(Try it):
Each line below should be restated exactly, with nothing dropped.
** Exercise data follows **
PR #1643, opened 2026-06-18
Fix timezone bug for local dev

hugovk:
I'm in Helsinki, east of UTC.

Presumably the server or GitHub Actions build is using UTC for the prod build.

Using local midnight time means the day calculation is wrong. Use noon UTC instead.

# Prod

image

# Local dev before

image

# Local dev after

image

### DIFF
** End of Exercise data **
(Result of this task):
PR #1643, opened 2026-06-18
Fix timezone bug for local dev

hugovk:
I'm in Helsinki, east of UTC.

Presumably the server or GitHub Actions build is using UTC for the prod build.

Using local midnight time means the day calculation is wrong. Use noon UTC instead.

# Prod

image

# Local dev before

image

# Local dev after

image

### DIFF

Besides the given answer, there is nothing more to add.